When everything is local and predictable, this kind of orchestration doesn’t sound too difficult. But now assume that none of the agents are on the same node in a multi-region cluster. Further, the source of event replicas is also somewhere else.
Something needs to keep track of the single source of truth for the state of the orchestration flow (which is derived from immutable, replicated events). Logic needs to be written to deal with failures and timeouts at multiple steps.
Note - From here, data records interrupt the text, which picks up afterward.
PR #5700, opened 2017-05-24
[docker] Run as non-root user, fixes ownership of generated artefacts

caseyfw:
### PR checklist

### Description of the PR

This change uses the [official maven docker image's method](https://github.com/carlossg/docker-maven#running-as-non-root) to set the user in the docker container to the same user who invokes the `run-in-docker.sh` script. The outcome of this is that all the artefacts generated by the container (m2 cache in home dir, target directories, output client and server code, etc) are owned by the expected user instead of root.


caseyfw:
Closing this to re-roll for master branch.

PR #5701, opened 2017-05-24
[php] 2.3 - fix form params json encoding

baartosz:
### PR checklist

### Description of the PR
Issue introduced when client was reworked to use guzzle instead of curl in https://github.com/swagger-api/swagger-codegen/pull/5190.

Apparently I missed this case earlier. Content of request is not json-encoded if endpoint `consumes: application/json` and params are in `formData`. This PR fixes this issue.
I added example of spec causing this issue to FakeApi definition so I could add test for it.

You’ll also want to be able to run multiple agents concurrently when there are no linear dependencies.
Gathering results from multiple concurrently running agents across different regions and clusters is no small feat, let alone being able to do so with guaranteed SLAs while handling streams and entities and workflows in different locations.
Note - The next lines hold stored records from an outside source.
Issue #5558, opened 2017-05-04
[HTML2] Curl example copies HTTP verb(GET/POST) in lower case in Firefox


svarogg:
##### Description

The curl example shows i.e. `curl -X GET "http://localhost:8000/greetings/hello/{subject}"`.
However, if you copy it in firefox (In chromium it does not reproduce) you get `curl -X get "http://localhost:8000/greetings/hello/{subject}"` which fails if run from the command line.

It seems like the verb is capitalized through `text-transform: uppercase;` which does not get represented when copied from firefox.

##### Swagger-codegen version
v2.2.2

##### Swagger declaration file content or url
This bug reproduces for any swagger file.
For example, you can use the hello-world sample from https://github.com/OAI/OpenAPI-Specification/wiki/Hello-World-Sample

##### Command line used for generation
java -jar /tmp/swagger-codegen-cli.jar generate -i swagger.json -l html2

##### Steps to reproduce

1. Create any json or yaml swagger specification
2. Run the above command line to generate an index.html file
3. Open said html file with Firefox
4. Copy the curl sample to the clipboard, paste in terminal and run.

##### Related issues
Firefox bug to fix this issue upstream:
https://bugzilla.mozilla.org/show_bug.cgi?id=35148
Doesn't look like they are planning to fix it anytime soon.

##### Suggest a Fix
Actually capitalize the http-verb instead of just the way it's displayed.
It seems like this is not possible through mustache, so maybe use a small javascript snippet to do that.

wing328:
@svarogg I agree that we should do it in mustache instead of with Javascript.

May I know if you've time to contribute the fix (which should be pretty straightforward)? I can show you some good starting points.

svarogg:
I've began looking into a solution...
It seems like the problem is in swagger-codegen/src/main/resources/htmlDocs2/index.mustache line 227., specifically: `<span style="text-transform: uppercase;">{{httpMethod}}</span>`

It would be nice if we could tell mustache to capitalize the thing, but apparently it's not possible by-design (See http://stackoverflow.com/questions/8460720/mustache-jquery-javascript-how-to-perform-method-on-mustache-variable).

So, unless I misunderstand something, we have two options I can think of:
1) Capitalize with Javascript. Would work, but very ugly.
2) Capitalize the source. I guess the source goes to all other templates, and maybe used in places where capitalization is not desirable.
A solution could be the introduction of another value (say httpMethodCapitalized or something).

[...]

PR #5705, opened 2017-05-25
Made httpMethod in curl example actually upper case in html2 to support firefox (#5558)

svarogg:
### PR checklist

I am not sure if this is considered a breaking change or not, so pushed to master, if there's a need, let me know, and will change PR to 2.3.0

### Description of the PR
Added x-codegen-httpMethodUpperCase variable to vendorExtensions, and using it instead of httpMethod in the CURL example.

This is in reference to #5558


wing328:
@svarogg the change looks good to me. Thanks for your contribution.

When you’re evaluating an agentic framework, you want to consider more than just how easy it is to write an agentic “hello world.” You need to consider what it looks like to build and operate a globally available, resilient, high-performance solution.
Semantic search is a crucial part of agentic workflows for tasks like Retrieval Augmented Generation (RAG) and context generation and enrichment. Most agents don’t just have a stateless interaction with an LLM, they have enriched conversations.
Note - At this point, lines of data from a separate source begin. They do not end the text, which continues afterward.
PR #5716, opened 2017-05-26
[cpprest] fix cpprest model source mustache template

apopiak:
which was generating code that doesn't compile because of a wrong variable name

I have run the `cpprest-petstore.sh` and everything seems fine. I did not get changes in the generated files which I suspect is the reason this was overlooked in the first place (the relevant part of the template is not used for any generation in the petstore example).


wing328:
@apopiak thanks for the PR. Let me know if you need help updating the Petstore sample for CppRest API client.

What we want to do next is to setup some testings in CI (travis) so as to make sure the CppRest API client at least compiles without issue. If you've any idea on how to do that, please let us know.

apopiak:
AFAICT this is everything that needs to be changed? Can you tell me how I would need to modify anything? As I wrote: it does not change the output of the example.

wing328:
@apopiak you're right. I did another test and confirm no change in the C++ (cpprest) Petstore sample. PR has been merged into master. Thanks for your contribution.

PR #5722, opened 2017-05-29
StaticHtml2Gen | Speed up appDescription rendering

JuH33:
Pre-format Html for speed up the render on page loading.


modules/swagger-codegen/src/main/java/io/swagger/codegen/languages/StaticHtml2Generator.java
```diff
@@ -195,6 +199,15 @@ public CodegenOperation fromOperation(String path, String httpMethod, Operation
         return op;
     }
 
+    private void preparHtmlForGlobalDescription(Swagger swagger) {
```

When your users ask your agents to perform work, they will often query vector databases and other data sources before sending a prompt. Not only does this automatically classify your application as a distributed system, but now you’ve got to deal with intermittent failures, timeouts, and disconnects when talking to multiple data sources.
Any part of your agentic application that assumes success and only supports the “happy path” is not ready for production and will cause real problems when deployed. In addition to the basic resilience patterns you need around communicating with context sources, you probably want to control the location of agents and their data sources.
A common pattern is to optimize the location of an agent (and/or the agent’s session) to be as close to the customer accessing it as possible. Applications built in the monolithic style of demos and proofs of concept aren’t going to be flexible enough to handle these kinds of optimizations.
There are many important reasons to want to control where services are running. In addition to wanting to shorten the distance between the customer and their services and data, there are also resilience and scale concerns.
In the world of monoliths, one bad thing can take down the entire application. Running one instance of a service creates a single point of failure (SPoF); a liability in distributed systems.
What most of us want is to have components that are free to move around our infrastructure to optimize for performance and reliability. We want to have a backup version of a component take over immediately if the primary fails. If we lose an entire set of infrastructure in a region due to a cloud provider outage, we want another region or cluster to be able to take over and carry the load.
All of these things are usually a nightmare to build and maintain, but the Akka platform (especially Akka Automated Operations) makes it easy and declaratively maintained.
It’s very easy (and tempting) to look at all of the shiny agentic AI demos and assume that you can take those demos to production. Any application with agentic AI components needs to be supported by a robust set of frameworks and tools for distributed systems. Before you start deploying AI demos to production, ask yourself if that demo is going to work in real-world scenarios with network failure, unpredictable load, and demanding requirements for fault tolerance and resiliency.
Don’t be fooled by the time to release an unreliable, unscalable demo. Plan for the time to release a reliable, scalable, production-ready application.